Bringing the Light into Life

Bringing the Light into Life

I was an orb of consciousness floating in the scene.  Full of light.  Not human.  Not alive.  Certainly not whatever character I was before, in the airplane, I suppose.  The dream was so vivid and lucid.

First, I was high in the sky looking down at a vast stretch of pavement on a shore of some island or coastal region.  In the very next moment, I was on the island listening to a group of people talk to each other about nothing in particular, but I no longer felt human, and they did not know I was present.  I felt almost alien, and I was drawn very intensely to the water.  I wanted to go back to it so badly, so I let my awareness sail into the water, and I found myself floating about twenty yards below the surface of a dark ocean.  I looked up, and I saw the long pieces of an airplane sinking nose down into the water above me.

Despite the wreckage and the darkness, I felt so blissful.  I wanted to dwell in that spot forever.  Just being that pure awareness free of identity, so silent and untroubled.

As I was waking up, I realized that I’ve been pulled to that place for a long time.  Whenever I experience suffering, I feel pulled.  As though that spot in the ocean were a refuge.  No wonder a longing for death has always been in the back of my mind.  I have memories of how peaceful and euphoric it was.
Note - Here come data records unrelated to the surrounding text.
PR #1265, opened 2018-12-04
Override the auth header for the VCloud 5.5 Connection

cheald:
### Description

Newer VCD installs (I'm working against API level 30.0, for reference) enforce a minimum API level on authentication. This simply causes the authentication payload to send a version 5.5 header rather than a version 1.5 header, so our auth request isn't rejected.

### Status

done, ready for review

- [ ] Documentation

### DIFF
--- a/libcloud/compute/drivers/vcloud.py
+++ b/libcloud/compute/drivers/vcloud.py
@@ -863,6 +863,15 @@ class VCloud_1_5_Connection(VCloudConnection):
 
 
 class VCloud_5_5_Connection(VCloud_1_5_Connection):
+
+    def _get_auth_headers(self):
+        """Compatibility for using v5.5+ APIs"""
+        return {
+            'Authorization': "Basic %s" % base64.b64encode(
+                b('%s:%s' % (self.user_id, self.key))).decode('utf-8'),
+            'Accept': 'application/*+xml;version=5.5'
+        }
+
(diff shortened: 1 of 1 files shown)


vdloo:
Hi @cheald, could you add a simple unit test to https://github.com/apache/libcloud/blob/da9ae84e7c20d8921f573a880732da7b44f28fa6/test/compute/test_vcloud.py#L84? Perhaps just calling _get_auth_headers and checking if `version=5.5` is in the Accept key of the dict would be sufficient. Unit tests both serve to document behavior and prevent stuff from accidentally being changed later on, so even though that would be a pretty trivial test I think it would still hold value.

Also I have a question here as I am not that familiar with the vcloud APIs. Would this break anything for not 'Newer VCD installs' or would that also keep working as intended?

cheald:
Sure, I'll see about wiring that up. I didn't include one mostly out of ignorance of where/what to test. :)

I've only started looking into using libcloud with our new hosting provider - they provide a vCloud Director install with the version 30.0 API. I'm still quite new to the whole vCloud ecosystem, but logically, I don't believe this should break anything for "not newer installs" - this is the 5_5_Connection subclass, which only applies when the requested version is 5.5. Earlier versions use the 1_5_Connection.

Kami:
Thanks for your contribution.

PR #1266, opened 2018-12-05
Dummy Node ID doesn't allow 0

utam0k:
### Description

If Dummy Node ID is `0`, it sets `None` when Node init.
Refs: https://github.com/apache/libcloud/blob/v2.4.0/libcloud/compute/base.py#L205
I think this is not the expected behavior.
So, I did not to allow it is `0`.

Before
```
[(None, 'dummy-0'), ('1', 'dummy-1'), ('2', 'dummy-2')]
```
After
```
[('1', 'dummy-1'), ('2', 'dummy-2')]
```

### Status
- done, ready for review

- [x] Documentation

### DIFF
--- a/libcloud/compute/drivers/dummy.py
+++ b/libcloud/compute/drivers/dummy.py
@@ -84,16 +84,17 @@ class DummyNodeDriver(NodeDriver):
             self.nl = []
             startip = _ip_to_int('127.0.0.1')
             for i in range(num):
-                ip = _int_to_ip(startip + i)
-                self.nl.append(
-                    Node(id=i,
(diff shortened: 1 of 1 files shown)


vdloo:
Hi @utam0k, I agree that getting 0 when you pass in None is kind of unexpected. But this change however would change established behavior which a lot of users probably depend on. For that reason I would vote against changing this as it would make it harder to upgrade libcloud to the latest version. I'm not sure what the policy is in regards to breaking changes in libcloud but I personally would prefer if we keep it as easy as possible to stay up to date with the library.

PR #753, opened 2025-02-14
fix: make SettingType.select inferring options as type

### LINKED ISSUE #752: 🤔 [ISSUE] - make SettingType.select return options type instead returning a string type
### Description

# Description
We can notice that currently the SettingType.select setting is having a string. The idea is to make it returning an inferring type from the options value 

### Reproduction steps

```bash
1. Go to '...'
2. Click on '....'
3. Scroll down to '....'
4. See error
```

### Logs

```bash

```

### Browsers

_No response_

### OS

_No response_

yassinedorbozgithub:
# Motivation
The main motivation is to make setting with SettingType.select type inferring the options types.

Fixes #752

# Checklist:

### DIFF
--- a/api/src/setting/index.d.ts
+++ b/api/src/setting/index.d.ts
@@ -1,10 +1,12 @@
 /*
- * Copyright © 2024 Hexastack. All rights reserved.
+ * Copyright © 2025 Hexastack. All rights reserved.
  *
  * Licensed under the GNU Affero General Public License v3.0 (AGPLv3) with the following additional terms:
  * 1. The name "Hexabot" is a trademark of Hexastack. You may not use this name in derivative works without express written permission.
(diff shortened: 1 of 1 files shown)


IkbelTalebHssan (approved):

abdou6666:
LGTM :rocket: 

image

abdou6666 (approved):

api/src/setting/index.d.ts
```diff
@@ -22,10 +24,14 @@ declare global {
             ? { [K in keyof T]: TNativeType<T[K]> }
             : T;
 
+  type SettingValue<K> = K['type'] extends SettingType.select
+    ? K['options'][number]
+    : TNativeType<K['value']>;
+
   type SettingObject<
```
abdou6666, line 31: can we export this type, few days ago while writing custom plugins. I wanted to create a private fields containing the args of the plugin and I couldn't type it

marrouchi: @abdou6666 The type is under "global", so it's accessible without the need to export nor import

Issue #707, opened 2025-02-06
🤔 [ISSUE] - Implement a useResetForm hook


yassinedorbozgithub:
### Description

# Description
The idea is to refactor all files to inlcude a new useResetForm hook 

Idea proposed by @abdou6666 

Exemple :
`const useResetForm((resetFn,data) => { useEffect(() => { if (data) { resetFn(data); } else { resetFn(); } }, [data, reset]); })`

### Reproduction steps

```bash
1. Go to '...'
2. Click on '....'
3. Scroll down to '....'
4. See error
```

### Logs

```bash

```

PR #769, opened 2025-02-17
Refactor/custom hook use reset form

yassine-sallemi:
# Motivation

Code refactoring, custom hook useResetForm.
[Issue #707](https://github.com/Hexastack/Hexabot/issues/707)


IkbelTalebHssan (approved):
LGTM :rocket:

yassinedorbozgithub (changes requested):
Hi @yassine-sallemi, after the implementation of useDialogs hook i believe that we don't need to use reset function for forms of dialogs defaultValues can default the form with the correct values (creation/update)

yassinedorbozgithub (approved):

PR #848, opened 2025-03-23
feat: add unit tests global provider config

### LINKED ISSUE #847: 🤔 [ISSUE] - make LoggerService and EventEmitter2 global unit test providers
### Description

# Description
We can notice that most of the unit test needs the LoggerService as provider.
We can make easier the implementation by doing a global provider for all the unit tests  

### Reproduction steps

```bash
1. Go to '...'
2. Click on '....'
3. Scroll down to '....'
4. See error
```

### Logs

```bash

```

### Browsers

_No response_

### OS

_No response_

yassinedorbozgithub:
# Motivation
The main motivation is to make loggerService and eventEmitter2 as global providers.

Fixes #847

# Checklist:

### DIFF
--- a/api/src/utils/test/utils.ts
+++ b/api/src/utils/test/utils.ts
@@ -1,0 +1,53 @@
+/*
+ * Copyright © 2025 Hexastack. All rights reserved.
+ *
+ * Licensed under the GNU Affero General Public License v3.0 (AGPLv3) with the following additional terms:
+ * 1. The name "Hexabot" is a trademark of Hexastack. You may not use this name in derivative works without express written permission.
+ * 2. All derivative works must include clear attribution to the original creator and software, Hexastack and Hexabot, in a prominent location (e.g., in the software's "About" section, documentation, and README file).
+ */
+
+import { ModuleMetadata } from '@nestjs/common';
+import { EventEmitter2 } from '@nestjs/event-emitter';
+import { Test, TestingModule } from '@nestjs/testing';
+
+import { LoggerService } from '@/logger/logger.service';
+
+type TTypeOrToken = [
+  new (...args: any[]) => any,
+  // eslint-disable-next-line @typescript-eslint/ban-ts-comment
+  // @ts-expect-error
+  ...(new (...args: any[]) => any[]),
+];
+const findInstances = async <T extends TTypeOrToken>(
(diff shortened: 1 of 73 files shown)


api/src/utils/test/utils.ts
```diff
@@ -0,0 +1,53 @@
...
+  // eslint-disable-next-line @typescript-eslint/ban-ts-comment
+  // @ts-expect-error
+  ...(new (...args: any[]) => any[]),
+];
+const findInstances = async <T extends TTypeOrToken>(
+  type: keyof TestingModule,
+  module: TestingModule,
+  typesOrTokens: T,
+): Promise<{ [K in keyof T]: InstanceType<T[K]> }> =>
+  Promise.all(
```
MohamedAliBouhaouala, line 26: I think it's safer to use a for loop in a testing context since most dependencies would be retrieved synchronously and we wouldn't need to introduce unnecessary overhead

api/src/utils/test/utils.ts
```diff
@@ -0,0 +1,53 @@
...
+export const buildTestingMocks = async ({
+  providers,
+  ...rest
+}: ModuleMetadata) => {
+  const module = await Test.createTestingModule({
+    ...rest,
+    ...(providers && {
+      providers: [LoggerService, EventEmitter2, ...providers],
+    }),
+  }).compile();
```
MohamedAliBouhaouala, line 46: Just a quick question : Don't we need to use to use afterAll(() => {
  module.close();
}); in each test suite or is it handled differently (to avoid potential memory leaks) ? Please excuse my ignorance

IkbelTalebHssan (approved):

IkbelTalebHssan (approved):

api/src/utils/test/utils.ts
```diff
@@ -0,0 +1,53 @@
...
+
+  return {
+    module,
+    getMocks: extractInstances('get', module),
```
abdou6666, line 50: Suggestion to change `getMocks` to return an `object containing instances instead of an `array`, ensuring that destructuring order doesn't matter

abdou6666 (changes requested):

abdou6666 (approved):

MohamedAliBouhaouala (approved):

PR #880, opened 2025-04-03
fix: end conversation when a block have no matching outcomes

### LINKED ISSUE #878: 🤔 [ISSUE] - Bot hangs up when the last block has outcomes with no matching next block
### Description

Currently, when a conversation block in Hexabot has no matching outcomes, the conversation gets stuck, leaving the bot unresponsive. This issue occurs because the system expects every block to have at least one valid transition, and when none are found, the flow is interrupted without an explicit fallback or termination.

### Reproduction steps

```bash
1. Create a conversation flow where a block has multiple outcomes, but none match the user's input.
2. Trigger the conversation and provide input that does not correspond to any expected outcome.
3. Observe that the bot does not proceed further and remains in the current state indefinitely.
```

### Example

Image

### Logs

Image

IkbelTalebHssan:
# Motivation

addresses an issue in the Hexabot project where the bot would hang if a conversation block had no matching outcomes. The proposed change ensures that the conversation ends gracefully in such scenarios, preventing the bot from becoming unresponsive.

Fixes #878

# Type of change:

# Checklist:

### DIFF
--- a/api/src/chat/services/bot.service.ts
+++ b/api/src/chat/services/bot.service.ts
@@ -200,6 +200,7 @@ export class BotService {
                 'Block outcome did not match any of the next blocks',
                 convo,
               );
+              this.eventEmitter.emit('hook:conversation:end', convo, false);
             }
           } else {
             // Conversation continues : Go forward to next blocks


abdou6666:
LGTM! 

image

image

api/src/chat/services/bot.service.ts
```diff
@@ -200,6 +200,7 @@ export class BotService {
                 'Block outcome did not match any of the next blocks',
                 convo,
               );
+              this.eventEmitter.emit('hook:conversation:end', convo, false);
```
marrouchi, line 203: @IkbelTalebHssan The second parameter is passed on but not used by the listener. I think the initial idea is that it would indicate if the conversation has ended because of an error or not. I think it's safe to remove it from every `hook:conversation:end` emit. This can be the subject another PR,  can you open an issue about this ?

marrouchi (approved):

api/src/chat/services/bot.service.ts
IkbelTalebHssan: @marrouchi You're right :heavy_check_mark: We may also need to check this in other related projects.
I will create an issue and a PR related to this.
Thanks :pray:

PR #905, opened 2025-04-09
fix: train edit nlu sample

abdou6666:
# Motivation

Fixes # (issue)

# Type of change:

# Checklist:

### DIFF
--- a/api/src/nlp/services/nlp-sample.service.ts
+++ b/api/src/nlp/services/nlp-sample.service.ts
@@ -15,8 +15,11 @@ import { OnEvent } from '@nestjs/event-emitter';
 import Papa from 'papaparse';
 
 import { Message } from '@/chat/schemas/message.schema';
+import { HelperService } from '@/helper/helper.service';
+import { HelperType } from '@/helper/types';
 import { Language } from '@/i18n/schemas/language.schema';
 import { LanguageService } from '@/i18n/services/language.service';
+import { SettingService } from '@/setting/services/setting.service';
 import { BaseService } from '@/utils/generics/base-service';
 import { THydratedDocument } from '@/utils/types/filter.types';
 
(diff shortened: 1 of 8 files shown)


api/src/nlp/services/nlp-sample.service.ts
```diff
@@ -304,4 +309,34 @@ export class NlpSampleService extends BaseService<
...
+        type: 'inbox',
+      });
+      if (!foundSample) {
+        return;
+      }
+      await this.nlpSampleEntityService.storeSampleEntities(
+        foundSample,
+        entities,
+      );
+      await this.repository.updateOne(foundSample.id, {
```
MohamedAliBouhaouala, line 337: Language should also be updated because it's actually taking the default value.

MohamedAliBouhaouala:
We need to handle the migration of newly added settings. Currently it's not working as far as I tested.

abdou6666:
@MohamedAliBouhaouala Thanks for the review, feed back applied !

api/src/nlp/services/nlp-sample.service.ts
```diff
@@ -330,12 +336,25 @@ export class NlpSampleService extends BaseService<
       if (!foundSample) {
         return;
       }
+
       await this.nlpSampleEntityService.storeSampleEntities(
         foundSample,
         entities,
       );
+
+      const language = await this.languageService.findOne(
```
MohamedAliBouhaouala, line 345: Just minor enhancement to avoid extra DB calls: 

 let languageId: Language | null = null;
      if (languageEntity?.value) {
        languageId = await this.languageService.findOne(
          { code: languageEntity.value },
          undefined,
          { _id: 1 }
        );
      }

abdou6666:
This PR has been put on hold as other development tasks have taken higher priority

marrouchi:
We should emit 'hook:chatbot:received' after the NLU prediction, that way we avoid doing 2 requests.
```

      // Trigger message received event
      this.eventEmitter.emit('hook:chatbot:received', event);

      if (subscriber?.assignedTo) {
        this.logger.debug('Conversation taken over', subscriber.assignedTo);
        return;
      }

      if (event.getText() && !event.getNLP()) {
        try {
          const helper = await this.helperService.getDefaultNluHelper();
          const nlp = await helper.predict(event.getText(), true);
          event.setNLP(nlp);
        } catch (err) {
          this.logger.error('Unable to perform NLP parse', err);
        }
      }
```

In meditation, still in bed, I returned my mind to the dream and asked to see more, to understand where this was and how it happened and why I was there.  In a flash, rays of light shot through the scene, dissolving the airplane, dissolving the water.  Washing out the memory entirely, and it dawned on me that I didn’t have to be underwater watching a sinking airplane to experience my true nature.

Later, I searched for the symbolic meaning of dreams of death.  What I read took my breath away: “To dream of your own death indicates a transitional phase in your life.  You are becoming more enlightened or spiritual.  Alternatively, you are trying desperately to escape the demands of your daily life.”  Funny how the path to enlightment can be placed so easily alongside an ordinary desire to escape a hard life, but I think it’s no coincidence.  A hard life is a blessing–if it compels that shift of attention from apparent, external conditions to the light of awareness, which imbues those conditions anyway.

I want my life to be easier.  Sometime soon, it will be.  I will have found a good job and a home for my boys.  The whole point of this life I’m living now, I think, is to learn to bring that peace and luminosity that I found under the ocean into life, into this body.  What a beautiful assignment for the soul.

While searching for jobs, I’ve been writing a novel.  I never thought I would write a novel.  They are so long.  But my writing here has apparently trained me to put my thoughts and feelings into satisfying words, and finishing a graduate thesis conditioned me to write quickly and clearly.  And then, after graduation, a very strong story began to push its way through me, and it has me in its grip.  It is a book I cannot put down!

If you stand in a door jam and push your arms against the walls with as much strength as you can muster for a full minute, when you walk out into the room, your arms will naturally rise without effort.  That is me pouring out a novel after finishing a thesis.  I’ve written more than half of it in just a month, and I plan to finish it.  Wish me luck!